Built on the grounds of a historical pulp mill, Kistefos today offers world-class architecture and art
Kistefos is one of Europe’s most important destinations for contemporary art. Built on the grounds of a historical pulp mill, Kistefos today offers world-class architecture, an Industrial Museum, two art galleries, and an impressive sculpture park in the scenic surroundings of Jevnaker north of Oslo.
Kistefos, as we know it today, was established in 1996 by businessman and art collector Christen Sveaas, grandson of Anders Sveaas who once established A/S Kistefos Træsliberi. The company produced wood pulp at the site from 1889 to the mid-1950s. The industrial heritage is preserved, creating a beautiful framework for the art.
In 2019, the museum opened The Twist, an award-winning new gallery space designed by BIG – Bjarke Ingels Group. The Twist is a gallery, a bridge and a sculpture all in one — taking a sculptural form spanning the River Randselva and twisting at the mid-point. The Twist has won several prizes and nominations for its cutting edge design. The sculpture park expands with one or more sculptures each year and includes works by leading artists such as Yayoi Kusama, Tony Cragg, Fernando Botero, Oldenburg & Van Bruggen, Elmgreen & Dragset, Marc Quinn and Anish Kapoor. The unveiling of Pierre Huyghe’s If The Swamp will mark the 50th sculpture in the park.
Every year Kistefos presents new art exhibitions by highly recognised national and international artists in their two art galleries – The Twist and Nybruket Gallery. A site-specific new commission by French artist Pierre Huyghe will be unveiled on 12 June. Titled If The Swamp, the vast permanent work will be the artist’s largest site-specific work to date and the most ambitious to ever be conceived for Kistefos.

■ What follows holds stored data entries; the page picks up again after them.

PR #2145, opened 2022-08-24
RD-261 Remove usages of deprecated React APIs

kubama:
## Description
Removed usages of deprecated React APIs

## Screenshots / Videos
N/A

## Checklist

## Tests
https://jenkins.cloudify.co/view/UI/job/Stage-UI-System-Test/3496/

 

## Documentation
N/A


app/components/Home.tsx
```diff
@@ -20,25 +20,19 @@ import Page from './Page';
 import SideBar, { collapsedSidebarWidth, expandedSidebarWidth } from './sidebar/SideBar';
 
 class Home extends Component {
-    // TODO: Context handling should not be here. Currently necessary to use deprecated methods.
-    // eslint-disable-next-line camelcase
-    UNSAFE_componentWillMount() {
+    componentDidMount() {
```
qooban, line 23: Are you sure drilldown context handling works properly after these changes?

I checked quickly and I'm seeing that:

https://user-images.githubusercontent.com/5202105/186853311-fc9fc635-5a46-463d-ab71-ddce629069d4.mp4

As the 50th artwork to be included in the park, If The Swamp will inaugurate a previously inaccessible area of the park extending the visitor landscape. The site for If The Swamp, chosen by the artist, is in a regularly flooded area of the park next to the working power plant, linking Kistefos’ industrial heritage with what it has become today.
Huyghe is known for his immersive artworks and continues to expand our notion of what sculptural art can be. Responding to Kistefos’ environment, If The Swamp is an entity, a milieu, both physical and digital, permeable, continuously shaped by the surrounding floodwaters and modified by what it perceives. The work is simultaneously an island and the possibility of what this island could be under alternate conditions of reality.

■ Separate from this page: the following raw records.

PR #2150, opened 2022-08-26
RD-3481: Updated sidebar icons

Vorbert-Kruk:
## Description

Changes consisting of modifying icons across the sidebar (according to [RD-3481](https://cloudifysource.atlassian.net/browse/RD-3481) guideline)

## Checklist

## Tests

 

N/A

## Documentation

N/A

### DIFF
--- a/app/components/sidebar/TenantSelection.tsx
+++ b/app/components/sidebar/TenantSelection.tsx
@@ -43,7 +43,7 @@ const TenantSelection: FunctionComponent = () => {
 
     return (
         <SideBarDropdownItem
-            icon="user circle"
+            icon="cloudify-user-cog"
             label={selectedTenant || t('noTenants')}
             onClose={clearSearch}
             onOpen={refreshTenants}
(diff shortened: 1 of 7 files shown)


app/components/sidebar/TenantSelection.tsx
```diff
@@ -43,7 +43,7 @@ const TenantSelection: FunctionComponent = () => {
 
     return (
         <SideBarDropdownItem
-            icon="user circle"
+            icon="cloudify-user-cog"
```
qooban, line 46: Optional:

The forest’s entire site has been scanned, down to its details, and digitalised. In a simulated environment, unbound from physical limitations, algorithmic and biological agent intelligence cooperate. A fiction-based set of rules is played out by learning machines that continually generate mutations of existing features, such as trees, trash, animals, or humans. The mutations change behaviours in real-time according to external factors, accelerating their growth with the floodwater, and transforming over the years. At times they randomly exit the simulation to manifest themselves physically on the actual island. They sustain or decompose, modifying the island’s appearance and progressively contaminate the existing reality with another possibility of itself. At the far end of the forest stands a screen where an autonomous eye navigates the simulated environment, witnessing its ever-changing nature.